Russia has also been working on developing new UAVs to function as autonomous loyal wingmen. Reportedly ‘Grom’, meaning thunder, developed by Kronstadt Group will be able to control a swarm of ten smaller drones called ‘Molniya’ or lightning. Another UAV, the S-70 Okhotnik-B (Hunter) designed by Sukhoi Design Bureau and Russian Aircraft Corporation MiG first flew in 2019, and is also designed to be a loyal wingman capable of carrying two tons of internal payload including missiles and bombs or be installed with electro-optic targeting, communication and reconnaissance equipment.
AI IN TRAINING AND SIMULATION
AI has been used by USAF for accelerating pilot training through its Pilot Training Next (PTN) programme since 2018, with noteworthy success in speeding up the training and in the assessed quality of programme graduates. When Virtual Reality (VR) was added on to AI, the training became even better and meaningful. Another development enabled by AI in pilot training is Live, Virtual and Constructive (LVC) training. Live refers to a pilot in an actual cockpit, Virtual relates to a pilot in an aircraft simulator and Constructive is a purely software simulated training asset. This capability is critical to training for, say the fifth generation F-35, which does not have a dual seat version at all, all three versions being single-seat.

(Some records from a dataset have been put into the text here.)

PR #679, opened 2022-04-07
HCAP-1155: minor style updates to Typography

alva-fresh:
https://freshworks.atlassian.net/browse/HCAP-1155

🐛 **bug description**: long names are not truncated when displayed on employer portal causing UI issues

🔧 **possible fixes**: 
1. Add `maxWidth` to `Typography` and display the rest as `...`
❓ do we want to make it consistent across the application in this case? Possibly create a new component?
2. Specify `maxLength` to user `auth.user.name` instead

This PR implements 1st option
Open for discussion 🙂

### DIFF
--- a/client/src/pages/private/Admin.js
+++ b/client/src/pages/private/Admin.js
@@ -11,6 +11,11 @@ const useStyles = makeStyles((theme) => ({
   button: {
     marginTop: theme.spacing(3),
   },
+  welcomeOverflow: {
+    maxWidth: '250px',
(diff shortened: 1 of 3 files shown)


fwpushan (changes requested):
This is fine but we need to address the same issue in `ParticipantTable` > `Hired Participant`  (tab)> `Hired by` (column)

fwpushan (approved):
LGTM

Issue #665, opened 2015-11-24
Pick the max of the heartbeat timeouts as result of negotiation 


vitaly-krugl:
Presently, there is no way for the user of pika to override the broker's default heartbeat timeout with a bigger one. This has become particularly problematic since RabbitMQ reduced its default heartbeat timeout in release 3.5.5 from 580 to 60 seconds.

The official java RabbitMQ client picks the max, and Michael Klishin (Pivotal/RabbitMQ) recommends that other clients follow that approach; see https://groups.google.com/forum/#!topic/rabbitmq-users/FpUdTaIr8CI and https://github.com/rabbitmq/rabbitmq-java-client/blob/30a9603a9fb9aaf02b518670e4b1c19e1ac8953c/src/com/rabbitmq/client/impl/AMQConnection.java#L367-L369

vitaly-krugl:
Fixed via #666 - in master

PR #666, opened 2015-11-24
Pick the max of the heartbeat timeouts as result of negotiation

nickcash:
For issue #665

### DIFF
--- a/.codeclimate.yml
+++ b/.codeclimate.yml
@@ -1,0 +1,8 @@
+languages:
+  - python
+exclude_paths:
+  - docs/*
+  - tests/*
+  - utils/*
+  - pika/examples/*
+  - pika/spec.py
--- a/pika/connection.py
+++ b/pika/connection.py
@@ -360,7 +360,7 @@ class ConnectionParameters(Parameters):
         :param int channel_max: Maximum number of channels to allow
         :param int frame_max: The maximum byte size for an AMQP frame
         :param int heartbeat_interval: How often to send heartbeats.
-                                  Min between this value and server's proposal
+                                  Max between this value and server's proposal
                                   will be used. Use 0 to deactivate heartbeats
                                   and None to accept server's proposal.
         :param bool ssl: Enable SSL
@@ -1338,8 +1338,8 @@ class Connection(object):
         if self.params.heartbeat is None:
             self.params.heartbeat = method_frame.method.heartbeat
         elif self.params.heartbeat != 0:
-            self.params.heartbeat = self._combine(self.params.heartbeat,
-                                                  method_frame.method.heartbeat)
+            self.params.heartbeat = max(self.params.heartbeat,
+                                        method_frame.method.heartbeat)
 
         # Calculate the maximum pieces for body frames
         self._body_max_length = self._get_body_frame_max_length()


vitaly-krugl:
Thanks, @nickcash for the quick follow up. Would you mind adding a few simple unit tests in tests/unit/connection_tests.py for the change? But please hold off on that until @gmr agrees to this change in behavior (see my note below). If he does, then the following test cases would be good to cover:
1. client passes 0, so `_send_connection_tune_ok` should send 0 heartbeat timeout to broker in `spec.Connection.TuneOk`
2. Broker passes bigger value, so  `_send_connection_tune_ok` should send the server's heartbeat timeout to broker in `spec.Connection.TuneOk`
3. User passes bigger value, so  `_send_connection_tune_ok` should send the user's heartbeat timeout to broker in `spec.Connection.TuneOk`
4. Same values from both broker and user


@gmr, could you please take a look? This change was recommended by Michael Klishin in https://groups.google.com/forum/#!topic/rabbitmq-users/FpUdTaIr8CI.

nickcash:
After looking more closely at the Java client's code that [MK linked to](https://github.com/rabbitmq/rabbitmq-java-client/blob/master/src/com/rabbitmq/client/impl/AMQConnection.java#L357), I'm wondering if this change goes far enough. In addition to the heartbeat, the Java client sets the channel max and frame max as the max of the client request and server response, whereas pika is using the min for those as well.

So maybe a better change would be to switch _combine() to use max instead? If matching the Java behavior is desired, that is.

vitaly-krugl:
@nickcash, I was wondering that myself. I would like to hear @gmr's opinion on it.

vitaly-krugl:
Gavin, what's your opinion regarding @nickcash comment concerning the channel max, etc.?

vitaly-krugl:
@nickcash, regarding
> So maybe a better change would be to switch _combine() to use max instead? If matching the Java behavior is desired, that is.

Max is not appropriate for resource limits, such as frame size, max channels, etc. See the following excerpt from AMQP 0-9-1 spec and the last line, in particular.

Per https://www.rabbitmq.com/resources/specs/amqp0-9-1.pdf:
> 2.3.3 Protocol Negotiation
The AMQP client and server negotiate the protocol. This means that when the client connects, the server
proposes certain options that the client can accept, or modify. When both peers agree on the outcome, the
connection goes ahead. Negotiation is a useful technique because it lets us assert assumptions and
preconditions.
In AMQP, we negotiate a number of specific aspects of the protocol:
 The actual protocol and version. The server MAY host multiple protocols on the same port.
 Encryption arguments and the authentication of both parties. This is part of the functional layer,
explained previously.
 Maximum frame size, number of channels, and other operational limits.
Agreed limits MAY enable both parties to pre-allocate key buffers, avoiding deadlocks. Every incoming
frame either obeys the agreed limits, and so is "safe", or exceeds them, in which case the other party IS
faulty and MUST be disconnected. This is very much in keeping with the “it either works properly or it
doesn't work at all” philosophy of AMQP.
Both peers negotiate the limits to the lowest agreed value as follows:
 The server MUST tell the client what limits it proposes.
 **The client responds and MAY reduce those limits for its connection.**

nam4dev:
:+1:

gmr:
I'm good to merge this if the test coverage is improved to cover the change.

vitaly-krugl:
@nickcash: +1 for this change; could you please add test coverage to enable merging? Thank you.

nickcash:
I fully intended to write tests, but between holidays and workload I haven't had much time. I'll get to them ASAP!

vitaly-krugl:
Thant's great, @nickcash, thank you.

vitaly-krugl:
Hi @nickcash, I implemented the new heartbeat tuning test logic that corresponds to your changes in this PR. This is the commit that contains the test change: https://github.com/vitaly-krugl/pika/commit/6ef71f2d12d19128075624587d5fc21f6b4b8644. I wasn't able to submit a PR into your fork, but you can probably pull my commit into your branch.

If you like my test logic commit, please pull it into your pull request so that we can merge your PR.

Is there a github workflow that permits me to submit a PR into your fork?

Thanks,
Vitaly

vitaly-krugl:
@nickcash: UPDATE - I created a new commit https://github.com/vitaly-krugl/pika/commit/41b4f3230852368c4a562ac2e64984db5c589a53 that treats 0 from client and server the same and documented the reasoning behind it and how it applies to heartbeat negotiation per AMQP 0.9.1 specification. Please consider merging it. Thx.

vitaly-krugl:
@nickcash, please see https://github.com/nickcash/pika/pull/2 for tests and other changes related to this PR instead of the previously-mentioned commit.

nickcash:
@vitaly-krugl I've merged your pull request to my fork. Thanks for doing all the actual work while I was being lazy :smile:

vitaly-krugl:
Thanks, and I appreciate your initiative in laying the groundwork.

vitaly-krugl:
@nickcash, please take a look at the new PR https://github.com/nickcash/pika/pull/3. It should resolve the merge conflict against master.

nickcash:
@vitaly-krugl, looks good to me. Thanks again!

vitaly-krugl:
Thanks @nickcash, merging ...

avihoo:
Is it possible that even though the PR has merged it can't be found in current version `0.10.0`?

vitaly-krugl:
@avihoo - it's possible, if the PR was merged after release 0.10.0.

avihoo:
So, any estimation on a new version to include that fix? Really needs it.

avihoo:
I'm using this in a production environment so `pip` install directly from `master` is probably not the greatest idea for now. Is there anyone that might know when the next version is to be released?

anthonyserious:
I'm on 0.11.2 (via pip), but I'm still seeing the server default chosen over mine.  Has there been any progress getting this into a release?  Or am I possibly facing a different problem?

```    self.conn = pika.BlockingConnection(pika.ConnectionParameters(
        host=host,
        port=port,
        blocked_connection_timeout=360,
        heartbeat=600
    ))
```

Yet on the server, `missed heartbeats from client, timeout: 60s`.  Also passing `heartbeat=0` has no effect - I would expect heartbeating to be disabled, but I still get the server-logged 60s timeout message plus a connectionClosed exception:

```  File "/usr/local/lib/python3.6/site-packages/pika/adapters/blocking_connection.py", line 2077, in basic_publish
    mandatory, immediate)
  File "/usr/local/lib/python3.6/site-packages/pika/adapters/blocking_connection.py", line 2164, in publish
    self._flush_output()
  File "/usr/local/lib/python3.6/site-packages/pika/adapters/blocking_connection.py", line 1250, in _flush_output
    *waiters)
  File "/usr/local/lib/python3.6/site-packages/pika/adapters/blocking_connection.py", line 474, in _flush_output
    result.reason_text)
pika.exceptions.ConnectionClosed: (-1, 'EOF')
```

lukebakken:
@anthonyserious this is resolved in #966 and will be released in version `1.0.0`

anthonyserious:
@lukebakken thanks for the quick response.  I can override the server-side heartbeat for now as a workaround (dedicated instance for 1 or 2 queues).

Issue #649, opened 2015-09-16
ProbableAuthenticationError not turned into callback in TornadoConnection


gmr:
```python
ERROR      2015-09-16 14:45:22 2184   async-1         tornado.application  handle_callback_exception: Exception in callback None
Traceback (most recent call last):
  File "/Users/gavinr/Source/rejected/env/lib/python2.7/site-packages/tornado/ioloop.py", line 866, in start
    handler_func(fd_obj, events)
  File "/Users/gavinr/Source/rejected/env/lib/python2.7/site-packages/tornado/stack_context.py", line 275, in null_wrapper
    return fn(*args, **kwargs)
  File "/Users/gavinr/Source/rejected/env/lib/python2.7/site-packages/pika/adapters/base_connection.py", line 364, in _handle_events
    self._handle_read()
  File "/Users/gavinr/Source/rejected/env/lib/python2.7/site-packages/pika/adapters/base_connection.py", line 412, in _handle_read
    return self._handle_disconnect()
  File "/Users/gavinr/Source/rejected/env/lib/python2.7/site-packages/pika/adapters/base_connection.py", line 288, in _handle_disconnect
    self._adapter_disconnect()
  File "/Users/gavinr/Source/rejected/env/lib/python2.7/site-packages/pika/adapters/tornado_connection.py", line 73, in _adapter_disconnect
    super(TornadoConnection, self)._adapter_disconnect()
  File "/Users/gavinr/Source/rejected/env/lib/python2.7/site-packages/pika/adapters/base_connection.py", line 154, in _adapter_disconnect
    self._check_state_on_disconnect()
  File "/Users/gavinr/Source/rejected/env/lib/python2.7/site-packages/pika/adapters/base_connection.py", line 173, in _check_state_on_disconnect
    raise exceptions.ProbableAuthenticationError
ProbableAuthenticationError
```

sjlongland:
I've occasionally butted heads with this exception myself.  Is there a workaround?  (Sometimes it isn't an authentication error, just the AMQP broker being slow.)

sjlongland:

The Chinese have also been planning to achieve similar arrangements using L-15 jet trainer aircraft. Reportedly, the aircraft would be fitted with an AI-driven virtual tactical training system which could be linked to other aircraft or a ground simulator with the two being interconnected. Akin to AlphaDogfight and indeed based on it, there are projects afoot to provide pilots in real aircraft, but with Augmented Reality (AR) headsets to pit their combat skills against AI driven virtual fighters mimicking enemy aircraft. Clearly, AI, in tandem with VR and AR, is moving at an impressive pace towards providing speedier and superior training and simulation solutions for military aviation.

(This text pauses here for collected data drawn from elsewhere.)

PR #673, opened 2015-12-08
Connection._next_channel_number optimization

eugals:
When we have many (hundreds) channels opened within a connection, the current `Connection._next_channel_number` implementation may become a bottleneck sometimes.
```Python
        ckeys = set(self._channels.keys())
        if not ckeys:
            return 1
        return [x + 1 for x in sorted(ckeys) if x + 1 not in ckeys][0]
```
I see 3 problems with this code.
1. This `ckeys = set(self._channels.keys())` call is effectively useless here. The rest of the code would work just as fine if there was simply `ckeys = self._channels`
2. Not the best idea to use a `[list-comprehension][0]` when we only need to find a first item of the resulting list
3. The `x + 1` part is all right, but why don't we allow to reuse `x - 1` numbers too?

### DIFF
--- a/pika/connection.py
+++ b/pika/connection.py
@@ -1207,13 +1207,10 @@ class Connection(object):
         if len(self._channels) >= limit:
             raise exceptions.NoFreeChannels()
 
-        if self._channels:
-            n = min(self._channels)
-            if n <= 1:
-                for n in xrange(n + 1, n + len(self._channels) + 1):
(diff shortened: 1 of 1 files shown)


gmr:
Thanks

vitaly-krugl:
@gmr: could you please revert this PR; it breaks all the Python 3 builds

PR #675, opened 2015-12-19
Fix issue 663: don't block channel when making RPC call for nowait=True

### LINKED ISSUE #663: Regression: Cannot receive long running messages when in use in tornado app
Hi there,

we just noticed a regression from pika 0.9.14 to 0.10.0. We haven't been able to track down the problem further than this (sorry) but will instead stop for now by pinning the old version.

The problem seems to be that pika (used via tornado-celery) is not able to receive answer messages from rabbitmq for longish running (>4-5 seconds) requests to a background worker.

The answer message instead seems to time out after the message timeout period in rabbitmq after which it is lost.

Do you need more information to fix this?

vitaly-krugl:
Fixes #663
Fix Channel._rpc to place channel in blocking state only if acceptable_replies arg is not empty to ensure that _on_synchronous_complete will be called to process subsequently blocked requests.

### DIFF
--- a/pika/adapters/libev_connection.py
+++ b/pika/adapters/libev_connection.py
@@ -127,7 +127,7 @@ class LibevConnection(BaseConnection):
             if self._on_signal_callback and not global_sigterm_watcher:
                 global_sigterm_watcher = \
                     self.ioloop.signal(signal.SIGTERM,
-                                                                                  self._handle_sigterm)
+                                       self._handle_sigterm)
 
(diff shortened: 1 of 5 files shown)


vitaly-krugl:
CC @gmr: Hi Gavin, please review this fix.

vitaly-krugl:
@gmr, the failed test `BlockingChannel.basic_nack single message` is unrelated to the changes in this PR; it's a known issue described in #677. 

Please re-start the build. Thanks!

AI AND AIRCRAFT MAINTENANCE
Aircraft maintenance is hugely expensive and any reduction in maintenance repairs or replacements can save large amounts of money. Lapses in maintenance or material/component failures before prescribed schedules can have air safety implications, not to mention expensive hull losses and catastrophic pilot casualties. AI is proving to be a useful tool in predictive and preventive maintenance. Preventive maintenance is regular and routine maintenance so as to keep an aircraft flying and prevent any costly unplanned downtime from unexpected equipment failure. Predictive maintenance uses AI and data analytical tools to predict how long an aircraft component will last and can be seen as a sub-set of preventive maintenance. Although maintenance activities are not as visible as the operations, the deployment of AI into the maintenance domain is certainly a largesse that military aviation can benefit from and be grateful for.

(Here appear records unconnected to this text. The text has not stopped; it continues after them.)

PR #676, opened 2015-12-21
Both int and long are valid types for delivery_tag

quantum5:
When calling `basic_cancel`, `pika` will attempt to use call `basic_reject` on all pending messages. However, sometimes, `delivery_tag` is a `long`, and it fails the `if not isinstance(delivery_tag, int)` test, resulting in an exception.

On the other hand, `basic_nack` has no such problems.

```pytb
  File ".../site-packages/pika/adapters/blocking_connection.py", line 1598, in basic_cancel
    requeue=True)
  File ".../site-packages/pika/channel.py", line 394, in basic_reject
    raise TypeError('delivery_tag must be an integer')
TypeError: delivery_tag must be an integer
```

### DIFF
--- a/pika/channel.py
+++ b/pika/channel.py
@@ -146,7 +146,7 @@ class Channel(object):
         confirm mode. The acknowledgement can be for a single message or a
         set of messages up to and including a specific message.
 
-        :param int delivery_tag: The server-assigned delivery tag
+        :param integer delivery_tag: int/long The server-assigned delivery tag
         :param bool multiple: If set to True, the delivery tag is treated as
                               "up to and including", so that multiple messages
                               can be acknowledged with a single method. If set
@@ -286,7 +286,7 @@ class Channel(object):
         It can be used to interrupt and cancel large incoming messages, or
         return untreatable messages to their original queue.
 
-        :param int delivery-tag: The server-assigned delivery tag
+        :param integer delivery-tag: int/long The server-assigned delivery tag
         :param bool multiple: If set to True, the delivery tag is treated as
                               "up to and including", so that multiple messages
                               can be acknowledged with a single method. If set
@@ -381,7 +381,7 @@ class Channel(object):
         message. It can be used to interrupt and cancel large incoming messages,
         or return untreatable messages to their original queue.
 
-        :param int delivery-tag: The server-assigned delivery tag
+        :param integer delivery-tag: int/long The server-assigned delivery tag
         :param bool requeue: If requeue is true, the server will attempt to
                              requeue the message. If requeue is false or the
                              requeue attempt fails the messages are discarded or
--- a/pika/channel.py
+++ b/pika/channel.py
@@ -436,7 +436,10 @@ class Channel(object):
         For more information see:
             http://www.rabbitmq.com/extensions.html#confirms
 
-        :param method callback: The callback for delivery confirmations
+        :param method callback: The callback for delivery confirmations that has
+          the following signature: callback(pika.frame.Method), where
+          method_frame contains either method `spec.Basic.Ack` or
+          `spec.Basic.Nack`
         :param bool nowait: Do not send a reply frame (Confirm.SelectOk)
 
         """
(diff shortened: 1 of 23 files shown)


vitaly-krugl:
@quantum5, the tests are failing for python 3.x, because it only defines a single integer type: `int`. You will need to solve this via the https://github.com/pika/pika/blob/master/pika/compat.py module, probably by defining `is_interger(value)`: in the `if not PY2:` block, it should check only for `int`, and in the other block (python 2.x) it should check for `(int, long)`.

vitaly-krugl:
@quantum5, that's a good change; https://www.rabbitmq.com/amqp-0-9-1-reference.html#domain.delivery-tag defines it as `longlong`, which is defined as `64-bit integer`. The code in pika's `spec.py` uses `>Q` to pack and unpack the tag: `pieces.append(struct.pack('>Q', self.delivery_tag))`, with `Q` defined as "unsigned long long" in https://docs.python.org/2/library/struct.html. Hopefully, for this purpose, the `Q` is compatible with AMQP's `64-bit integer`.

vitaly-krugl:
@gmr, the Travis status build of this PR appears to be missing.

pika/channel.py
```diff
@@ -390,7 +390,7 @@ def basic_reject(self, delivery_tag, requeue=True):
         """
         if not self.is_open:
             raise exceptions.ChannelClosed()
-        if not isinstance(delivery_tag, int):
+        if not is_integer(delivery_tag):
```
vitaly-krugl: @quantum5, I found a builtin module that may provide the same functionality in a portable way without necessitating any `pika.compat` logic:

```
import numbers

if not isinstance(delivery_tag, numbers.Intergral):
    . . .
```

quantum5: I thought about using it, but decided against it because:

```py
>>> import numbers
>>> numbers.Integral.register(type(None))
>>> isinstance(None, numbers.Integral)
True
```

vitaly-krugl: @quantum5, I get False on python 2.7.10 and 3.5

```
2.7.10 (default, Jul 14 2015, 19:46:27) 
[GCC 4.2.1 Compatible Apple LLVM 6.0 (clang-600.0.39)]
Python Type "help", "copyright", "credits" or "license" for more information.
import numbers
numbers.Integral
<class 'numbers.Integral'>
isinstance(None, numbers.Integral)
False
```

quantum5: My point is that people can register any type to be an `Integral`, and so I decided to not risk it. `NoneType` was just an extreme example.

vitaly-krugl: Thx

vitaly-krugl:
Please add tests to the PR. Thx

pika/channel.py
vitaly-krugl: Interestingly, this is somewhat messed-up, too:

```
isinstance(True, int)
True
```

quantum5: `True` and `False` are basically `1` and `0`. They even work in arithmetic:

```py
>>> True + True
2
>>> True + False
1
>>> False + False
0
>>> 5 + True
6
>>> False - 100
-100
```

vitaly-krugl:
@quantum5, I implemented tests for your PR; please consider merging the tests from https://github.com/vitaly-krugl/pika/commit/25d917b8a0dfa322aa26debb4dc72e226ef0f7b1 into your PR.

I was trying to create a pull request into your pika fork, but couldn't get DMOJ/pika for the base fork.

vitaly-krugl:
@quantum5, I saw the breakage on py3 from my tests. I will submit a PR into your fork when I have a confirmed fix. Thx.

vitaly-krugl:
PR https://github.com/DMOJ/pika/pull/1 should fix the build breakage

vitaly-krugl:
@quantum5 Something went wrong with the merge - the PR picked up a lot of changes: 23 files and 35 commits. I created a clean test PR that has both your and my commits combined in it and it passes all checks: see PR #705

vitaly-krugl:
@quantum5, I am closing this PR via PR #705 that I created from yours and which is rebased against current Pika master branch. I credited you here: https://github.com/pika/pika/pull/705/files#diff-cfc895343b31cee85bb3efb82bc19fb2R20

AI in the cockpit promises to be AI’s single most significant benediction. The competence to autonomously fly a fighter aircraft in its full spectrum of roles, is not yet within reach of current day technology despite the sensational Alpha Dogfight demonstration, but it is not hard to visualise it happening over the next few years. Besides, cockpit AI and connectivity between manned and unmanned elements of the envisioned teams is going to be a problem with edge computing still not ready to deliver at speeds needed for aerial combat in teams. When that becomes possible, solo missions by AI in military aircraft could well become the norm. Meanwhile, ethical and operational apprehensions about AI’s credentials for occupying a cockpit are being assuaged by projecting the near future as MUM-T with a human in command of a mission and all its elements in contrast to an autonomous decision making AI in any cockpit. Despite a lot of noise about restraining the use of AI for military purposes, its permeation into military aviation is inexorable, irreversible and predictable. It is unlikely that any international consensus or treaty will bridle AI’s rapid inroads into military aviation.